I'm analyzing the text of Macbeth through the Project Gutenberg website, and I'm trying to create a list of the characters by mention of their names. I know there is a way to do this with nltk but I am trying to avoid that at this point. I'm getting the names by finding all instances of 'Enter' in the text, and then trying to remove all lowercase words. This is the code I have so far:
import requests
macbeth = requests.get('http://www.gutenberg.org/cache/epub/2264/pg2264.txt').text
macbeth = macbeth.split('.')
character_list = [sentence.split() for sentence in macbeth if 'Enter' in sentence]

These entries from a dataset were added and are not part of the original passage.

PR #14911, opened 2022-10-25
chore: Upgrade to Spring Boot 3 RC1

Artur-:


vursen:
I wonder if it should be something other than a chore taking into account that the PR drops `VaadinWebSecurityConfigurerAdapter.java`.

Artur-:
Updated to slf4j 2.0.3 which Spring Boot 3 RC1 uses

Artur-:
> I wonder if it should be something other than a chore taking into account that this PR drops `VaadinWebSecurityConfigurerAdapter.java`.

I can extract that into a separate PR that would be `chore!` and which would make sense in release notes

Artur-:
This probably cannot work before https://github.com/spring-projects/spring-authorization-server/milestone/19 is released

knoobie:
> [chore(deps): bump slf4j.version from 1.7.36 to 2.0.3](https://github.com/vaadin/flow/pull/14911/commits/3517c94715c049ddba94dbe52e8539c33a8dec91)

Should this be done seperatly as well as? See discussion here https://github.com/vaadin/flow/pull/14409

Artur-:
Well Spring Boot 3 RC1 depends on slf4j 2.0.3 so at least this project does not work when mixing the versions

knoobie:
Yeah :) I'm not against the updated, would just recommend to do it first as `chore!` so that people know about this once their update to V24

Artur-:
Yep, probably does not work with Spring Boot M5 though, that uses slf4j 1.7...

Maybe we can make the "Upgrade to Spring Boot 3" PR with `!`and list the relevant info there

knoobie:
It should work 🙂 it was already in master some weeks ago and build successfully on M4 or so and was reverted by @mshabarov after my comment

Artur-:
Let's see then

Artur-:
#14916 indeed looks pretty 🍏

Artur-:
Depends on #14916 , otherwise should be ok

mshabarov (approved):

for sublist in character_list:
for string in sublist:
if string.islower() == True:
sublist.remove(string)
Here is an extract of the output I get when printing the result:
[['Enter', 'Witches'],
['Enter',
'King,',
'Malcome,',
'Donalbaine,',
'Lenox,',
'attendants,',
'a',
'Captaine'],
['Enter', 'Rosse', 'Angus'],
['Enter', 'three', 'Witches'],
['Enter', 'Macbeth', 'Banquo'],
["Toth'", 'tune', 'words:', 'here?', 'Enter', 'Rosse', 'Angus']
etc.
I'm having a hard time understanding why 'attendants', 'a', 'three', 'tune', etc. are not removed from each sublist. Am I missing something in the code I currently have?
You remove one item from list in one for loop, the list also have changed. So in this for string in sublist
, the string will not loop as the order of original sublist.